Supplied material:
>>>>
PR #501, opened 2018-04-10
fix(recipe): Correct LockingQueue to work with multiple readers.

banburybill:
The current LockingQueue implementation implicitly assumes (in check_for_updates()) that once it has a list of available and locked queue items, the state of the first available but not taken item will not change before it can take the item. This is not true in the presence of multiple reader processes. This has two negative consequences:

1. If the item is processed and removed by another process before the item is taken, the taken entry is created and remains until the connection is closed. If connections are long-lasting, taken entries for processed and removed queue items accumulate.
2. If the item is either taken or processed and removed by another process, the call to _inner_get() will block until there is more activity on the queue, even if there are more items available for processing. Reader processes will be blocked unnecessarily.

So, remove the assumption. If a take fails, consider other items in the queue before blocking. And tidy taken entries if, after creation, the entry is found to be no longer on the queue.

### DIFF
--- a/kazoo/recipe/queue.py
+++ b/kazoo/recipe/queue.py
@@ -239,7 +239,7 @@ class LockingQueue(BaseQueue):
         if self.processing_element is None:
             return False
         lock_id, _ = self.processing_element
-        lock_path = "{path}/{id}".format(path=self._lock_path, id=lock_id)
+        lock_path = self._make_lock_path(lock_id)
         self.client.sync(lock_path)
         value, stat = self.client.retry(self.client.get, lock_path)
         return value == self.id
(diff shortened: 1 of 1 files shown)


jeffwidman:
@banburybill my apologies, I saw https://github.com/python-zk/kazoo/pull/523/files before I saw this one...

I _think_ they solve the same problem, but I'm not 100% sure... if there are still outstanding issues that your PR solves, can you rebase and then I'll take another look? Also, please make sure not only your PR, but also your commit messages follow the guidelines mentioned here: https://github.com/python-zk/kazoo/blob/master/CONTRIBUTING.md#git-commit-guidelines so that our changelog generator can parse them.

I will have more time the next few weeks for open source, so hopefully can get this handled a lot quicker than before.

jeffwidman:
Nudge @banburybill

jeffwidman:
Nudge @banburybill can you address my comment ☝️ 

I'm going to close for now, but happy to re-open if you have time to add some thoughts.

PR #509, opened 2018-06-09
fix(core): Use a copy of auth data when reconnecting

arushiagg:
It is possible to race between processing a new addAuth request(which updates the client.auth_data set) and iterating through it during reconnect. To avoid set changes during iteration, make a copy.

### DIFF
--- a/kazoo/protocol/connection.py
+++ b/kazoo/protocol/connection.py
@@ -1,6 +1,7 @@
 """Zookeeper Protocol Connection Handler"""
 from binascii import hexlify
 from contextlib import contextmanager
+import copy
 import logging
 import random
 import select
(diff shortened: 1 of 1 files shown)


arushiagg:
One of the tests seems to have had a connection loss error. Does not seem related to the change.

kazoo/protocol/connection.py
```diff
@@ -646,7 +647,10 @@ def _connect(self, host, port):
             client._session_callback(KeeperState.CONNECTED)
             self._ro_mode = None
 
-        for scheme, auth in client.auth_data:
+        # Get a copy of the auth data before iterating, incase it is
```
jeffwidman: typo: `incase` --> `in case`

arushiagg:
Rebased, and updated to fix commit message/typo.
<<<<
Description of the task:
Copy every line of the listing that includes the string "import".

Answer area:
 from binascii import hexlify
 from contextlib import contextmanager
+import copy
 import logging
 import random
 import select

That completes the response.